Do you have ideas for a custom control board? A design that you've already built? Consider sharing in the discussions for others to benefit from. I can add community design links and information to this documentation page!

To ensure compatibility with the existing baseplate, your PCB should include a 7-pin header and a mounting hole (refer to the pyControl SCB layout below for dimensions).

pyControl Syringe Control Board (SCB)#

In our lab we designed a motor controller that interfaces with pyControl. It receives power and communication from pyControl hardware via an RJ45 connection.

The PCB adheres to Adafruit's feather wing specification. This enables the possibility of plugging in a variety of "feather wings" to expand the controller's capabilities. For example a display or radio communication can be easily added.

The motor controller can receive movement commands from pyControl and/or respond to user input from the onboard buttons. Information and warnings can be shown on the display. In the past, we have used a Mini color TFT with Joystick feather wing. Currently, we use the more basic 4-digit 7-segment display.

Printed Circuit Board#

The manufactured PCB contains two board designs which can be separated by breaking off the perforated "mousebite" tabs. The skinny PCB is meant to permanently attach to the syringe frame and make connections with the stepper motor and limit switches. It provides access to those connections through a 7-pin socket. The larger PCB is a pyControl compatible device that plugs into the motor connection socket.

Order PCB from OSH Park

Components BOM#

Qty Reference Description Value/MPN
5 C1, C5, C6, C7, C8 0603 Capacitor 100nF
3 C2, C3, C9 0603 Capacitor 2.2µF
1 C4 Electrolytic Capacitor 100µF
1 C10 0603 Capacitor 22nF
3 H1, H2, H3 2mm Standoff 9774010943R
1 J1 RJ45 Jack 54602-908LF
1 J2 16-pin Female Header ESQ-116-12-T-S
1 J3 12-pin Female Header ESQ-112-12-T-S
1 J4 7-pin Right Angle Male PH1RB-07-UA
1 J7 7-pin Right Angle Female PPTC071LGBN-RC
4 R1, R2, R3, R5 0603 Resistor 10KΩ
2 R4, R6 0805 Resistor 0.3Ω
3 S1, S2, S3 Right angle tactile switch PTS645VH39-2
1 U1 3.3V voltage regulator BU33SD2MG
1 U2 Microcontroller ATSAMD21G
1 U3 Motor Driver TMC2209
1 U4 EEPROM AT24C01C-STUM

Assembly#

Cut wires to the following lengths:

  • motor leads: 25 mm
  • infuse limit switch: 70 mm
  • retract limit switch: 235 mm

Programming#

User Guide#

Initial Setup#

The Syringe Control Board needs to perform a "homing" sequence to determine how the electronics are connected.

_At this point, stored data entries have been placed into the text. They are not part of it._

Issue #37, opened 2020-04-24
Change default value of max.pending.records


kawamuray:
There was a case of batching consumer that was experiencing low throughput due to too small default max.pending.records caused frequently pause/resume loop and lowering throughput.
We set it conservatively low to avoid causing high memory pressure by default setting expecting the case where average record size is large, but maybe we can default much higher expecting in most cases record size is not so big and there's more likelihood of people get benefit of high throughput with out of the box setup.

ocadaruma:
Another reasoning:

- Currently, we set consumer's `max.poll.records` to at most `100` here
  * https://github.com/line/decaton/blob/master/processor/src/main/java/com/linecorp/decaton/processor/runtime/internal/ConsumerSupplier.java#L33
- This means, with default max.pending.records `100`, Decaton could pause a partition easily when single `poll()` returns 100 records

from-unknown:
I'll try this issue.

kawamuray:
Close by #143

PR #143, opened 2021-12-09
Increase max.pending.records to 10000

from-unknown:
# Summary 

Related to #37.
Because of the default `decaton.max.pending.records` is conservatively low, Decaton's throughput is not very efficient by default value.
To begin from the conclusion, based on benchmark result, `10_000` seems a suitable property for default value.

# Detailed Observations

**CAUTION : I ran benchmark on my MacBook Pro, so the result may different from real environment.**

```
Environment: MacBook Pro (16-inch, 2019)
Processor: 2.6 GHz 6-Core Intel Core i7
Memory: 16GB
```

I attached 5 benchmark result files.

attached files:
[Benchmark_max_pending_100.txt](https://github.com/line/decaton/files/7684995/Benchmark_max_pending_100.txt)
[Benchmark_max_pending_1000.txt](https://github.com/line/decaton/files/7684996/Benchmark_max_pending_1000.txt)
[Benchmark_max_pending_10000.txt](https://github.com/line/decaton/files/7684998/Benchmark_max_pending_10000.txt)
[Benchmark_max_pending_10000_2.txt](https://github.com/line/decaton/files/7684997/Benchmark_max_pending_10000_2.txt)
[Benchmark_max_pending_100000_2.txt](https://github.com/line/decaton/files/7684999/Benchmark_max_pending_100000_2.txt)

## Benchmark 1 - 100, 1,000, 10,000

Based on these results, performance is significantly changed when increase the number of max pending records.
See results below:

Common benchmark settings:

```
--title test --tasks 20000 --warmup 10000 --runs 3
```

### decaton.max.pending.records = 100

```
--- Performance ---
Execution Time(ms): 1190.33
Throughput: 19109.72 tasks/sec
Delivery Latency(ms): mean=281 max=1152
```

### decaton.max.pending.records = 1000

```
--- Performance ---
Execution Time(ms): 575.00
Throughput: 35310.44 tasks/sec
Delivery Latency(ms): mean=269 max=501
```

### decaton.max.pending.records = 10000

```
--- Performance ---
Execution Time(ms): 498.00
Throughput: 40348.33 tasks/sec
Delivery Latency(ms): mean=234 max=436
```

### Observation

As you can see, when increasing the number of max pending records, throughput and delivery latency increased.
There is a huge difference between 100 and 1,000.
Difference between 1,000 and 10,000 is not very large but still throughput increased almost 5,000 task/sec.

## Benchmark 2 - 10,000, 100,000

I also wanted to make sure that if set max pending records to 100,000, throughput will improve or not.
So I tested and results are below.

Common benchmark settings:

```
--title test --tasks 200000 --warmup 100000 --runs 3
```

### decaton.max.pending.records = 10000

```
--- Performance ---
Execution Time(ms): 4264.33
Throughput: 47047.42 tasks/sec
Delivery Latency(ms): mean=1930 max=3747
```

### decaton.max.pending.records = 100000

```
--- Performance ---
Execution Time(ms): 4383.33
Throughput: 45798.08 tasks/sec
Delivery Latency(ms): mean=2091 max=4047
```

### Observation

From the result, increasing the number to 100,000 did not make any performance improve.
Therefore, the suitable number for default is 10,000.

### Memory consumption

Increasing the default max pending records will increase memory usage.
But if we assume one task use 500B, then max memory usage for pending records will be:

```
500B * 10,000 tasks = 5,000,000B =~ 5MB
```

and this is not a problem at all.

### Crush recovery

The other downside is that if the consumer (this case Decaton) crushes, we might have possibility to run a task twice because we might not able to track tasks status.
But since Decaton enables at-least-once property by default, duplicated processing problem must be handled by user side.
Because of that, this downside is considered to not a big problem.

# Conclusion

From these observations, I suggest that set the default max pending records to 10000.
Of course the property must be tuned by each environment, increasing this number will be more likely to improve out of box performance.

### DIFF
--- a/processor/src/it/java/com/linecorp/decaton/processor/CoreFunctionalityTest.java
+++ b/processor/src/it/java/com/linecorp/decaton/processor/CoreFunctionalityTest.java
@@ -181,7 +181,8 @@ public class CoreFunctionalityTest {
                     Thread.sleep(rand.nextInt(10));
                 }))
                 .propertySupplier(StaticPropertySupplier.of(
-                        Property.ofStatic(ProcessorProperties.CONFIG_PARTITION_CONCURRENCY, 1)
+                        Property.ofStatic(ProcessorProperties.CONFIG_PARTITION_CONCURRENCY, 1),
+                        Property.ofStatic(ProcessorProperties.CONFIG_MAX_PENDING_RECORDS, 100)
                 ))
                 .customSemantics(noDuplicates)
                 .build()
--- a/processor/src/main/java/com/linecorp/decaton/processor/runtime/ProcessorProperties.java
+++ b/processor/src/main/java/com/linecorp/decaton/processor/runtime/ProcessorProperties.java
@@ -82,7 +82,7 @@ public class ProcessorProperties extends AbstractDecatonProperties {
      * Reloadable: no
      */
     public static final PropertyDefinition<Integer> CONFIG_MAX_PENDING_RECORDS =
-            PropertyDefinition.define("decaton.max.pending.records", Integer.class, 100,
+            PropertyDefinition.define("decaton.max.pending.records", Integer.class, 10_000,
                                       v -> v instanceof Integer && (Integer) v > 0);
     /**
      * Interval in milliseconds to put in between offset commits.


kawamuray:
Thanks for the PR and thorough investigation for the change!

Your rationale based on actual benchmark result seems totally reasonable and I agree with the conclusion.

Few points leaving some comments just for note: 

>  But if we assume one task use 500B, then max memory usage for pending records will be:
> ...and this is not a problem at all.

Really depends on task size, and while a typical task serialized into hundreds of bytes, it is also common to see over-1kb task depending on its content.

Also, that 5MB isn't a problem indeed only as it is, but since single decaton subscription typically handles multiple partitions, it needs to be multiplied by the number of partitions assigned, so it could get multiple times bigger.

but yeah, even in case it should be around tens of megabytes which should still be fine in modern server instances that has tens of gigabytes memory.

so overall, LGTM 👍 

can you please promote this PR from draft PR? then I can merge it.

kawamuray:
> can you please promote this PR from draft PR? then I can merge it.

I could do that by myself :p

from-unknown:
Sorry for taking long time to fix broken test!
After discussion, I decided to set CONFIG_MAX_PENDING_RECORDS to 100 when running the failing test.

Here is the reason why the test failed and how to fix it.

The reason why the test broken:
- CONFIG_MAX_PENDING_RECORDS increased, re-balancing time also increased
- it causes timeout while re-balancing and tasks run multi-times
- some tasks ran multi-times and the test failed because this test is checking no duplicates

How to fix test:
- increase CONFIG_GROUP_REBALANCE_TIMEOUT_MS
  - when I tested, I needed to set 5000L to pass test, and this is too long for production use
- set CONFIG_MAX_PENDING_RECORDS to low value
  - if CONFIG_MAX_PENDING_RECORDS is low enough, then re-balancing will not timeout

After talking to @ocadaruma san, second way seems better because CONFIG_GROUP_REBALANCE_TIMEOUT_MS must be adjusted by user and duplicated tasks must be handled by user.
So I fixed test by set CONFIG_MAX_PENDING_RECORDS to 100 only for this test.

kawamuray (approved):

PR #147, opened 2021-12-20
Upgrade shadow which has newer log4j2 dependency

ocadaruma:
## Motivation
- Upgrade shadow plugin which has newer log4j2 dependency that is patched for recent RCE vulnerability
    * https://github.com/johnrengelman/shadow/releases/tag/7.1.1
- Note that this does **NOT** mean Decaton has log4j2 as the dependency


kawamuray:
Nice catch. Thanks!

PR #65, opened 2025-11-27
Add forwarded headers to the base agents and pass them to MCP

rabih-datarobot:
# RATIONALE
We need to propagate the headers to let the user pass scoped headers.

### DIFF
--- a/src/datarobot_genai/core/mcp/common.py
+++ b/src/datarobot_genai/core/mcp/common.py
@@ -37,6 +37,7 @@ class MCPConfig(DataRobotAppFrameworkBaseSettings):
     datarobot_endpoint: str | None = None
     datarobot_api_token: str | None = None
     authorization_context: dict[str, Any] | None = None
+    forwarded_headers: dict[str, str] = {}
 
     _auth_context_handler: AuthContextHeaderHandler | None = None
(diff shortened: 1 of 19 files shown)


tsdaemon (approved):

src/datarobot_genai/core/mcp/common.py
mdambski: @rabih-datarobot do we want also to forward these headers to MCP configured via `external_mcp_url`?

mdambski (approved):

src/datarobot_genai/core/mcp/common.py
rabih-datarobot: I thought the `external_mcp_url` is to do with servers that are not datarobot, but we probably use it for `localhost` maybe I'll add a check if localhost to add the headers

rabih-datarobot: @mdambski check the last commit https://github.com/datarobot-oss/datarobot-genai/pull/65/commits/d453b2122f0249a6521b9957ec714f88e93849f0 I added it to the localhost, the only catch if people use it to add directAccess urls instead of using deployment id, I think its better to keep this way though for now to avoid forwarding the token to another none datarobot server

With this information it will know which direction to rotate for "infuse" and "retract", as well as which limit switch corresponds to which direction.

  1. Press and hold down the center of the button. After 4 dashed lines fill up the display, the carriage will begin to move.
  2. Once the carriage reaches a limit, select whether the direction it went was "infuse" or "retract" by pressing the left button for "infuse" or the right button for "retract".
  3. Check that everything is correct by pressing the right button. The carriage should move in the retracting direction until it hits the retraction limit and stops.

pyControl Operation#

The syringe board can be used as pyControl device. Its pinout is compatible with pyControl behavior ports.

Note

The pump must be plugged into a port that has a serial UART.

The following example assumes that the syringe pump is plugged into port 3 of Breakout board 1.2.

  1. Download syringe_pump_device.py and place it in your "devices" directory.
  2. Download pump_example_task.py and place it in your "tasks" directory.
  3. Open up pyControl GUI
  4. Connect to your board
  5. Click the Config button and then click Load framework. This will ensure the syringe_pump_device.py is transferred onto the pyBoard microcontroller.
  6. From the Task dropdown select the "pump_example_task"
  7. Click Upload
  8. Click Start
  9. Pressing the user button on the breakout board will tell the syringe pump to infuse 0.25 mL.
  10. Click Variables and set the pump_volume to 2500. Press the user button again and see the difference. You can also try giving it a negative number, causing the motor to spin in the opposite direction.